Sure, with time I leveled other characters, slowly and reading quest texts. But it's not what brought me to the game and it's not what is keeping me in.
In LotRO I cared more about the leveling game, or maybe I cared more about the world (LotRO quests suck big time). I never ended up raiding there since the amount of farming (= non raiding) for gear is too much for my taste.
Ah. I see Blizzard's super-speed leveling was financially successful. I must say I feel a bit sick.
ReplyDeleteBut not because of you :).
I totally support your wish for a pure raiding game. Or pure Arena PvP game. Or pure collect-herbs game. If you wish to pay a sub for that (or do microtransactions), feel free to do so.
It's just that this is not a game I would p(l)ay. But I am humbly reminded that players are different. Much more different than one can sometimes understand ;)
"MMORPGs were typically about the 'leveling game'. ...
ReplyDeleteHowever, it turned out that just attaching some PvP/PvE minigames (endgame) made players play the MMORPG for years! "

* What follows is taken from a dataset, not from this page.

PR #762, opened 2025-01-08
New command line options for fixtures

koy-rehme-bae:
:pineapple:

This merge request adds three command-line options to fixtures:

I'd argue that the real issue arose a step further down the road. People continued to hang out in the group leveling game of EQ even as others dashed on to the raid/PVE minigame. At the risk of oversimplifying an era that I never experienced, I'd suggest that the difference between leveling and endgame in EQ1 was the number of people in your structured group.
Then Blizzard proved that you can increase your sales by an order of magnitude if you replace the group leveling game with a solo leveling game that allows customers with less structured schedules to give you money. Now the difference between leveling and endgame is twenty minute sessions between dealing with dogs, kids, and life and four hour pre-scheduled raids. This difference is irreconcilable, and the entire business model is to try and do just that each and every expansion.
That's how we end up with a mess like Cataclysm, where large amounts of content were allocated to leveling players, only to be ruined when the difficulty of leveling got set to lightning speed because the content was never designed to keep raiders entertained.
I was off at a convention, so this is a bit late. But, it's not quite accurate to call Storybricks a way to get "infinite content". As I said in a post on my blog, the attitude of putting players to work is misguided. Our goal is to let players tell their own stories. And, yes, most of them aren't going to be interesting to most other people. But, it's not just PR speak to say we're giving players tools to let them create. In fact, I'm still advocating that we need to build a full game world in addition to the tools, so we're not really saving much effort. But, we'll see how reality goes once we find more funding and get more feedback from people.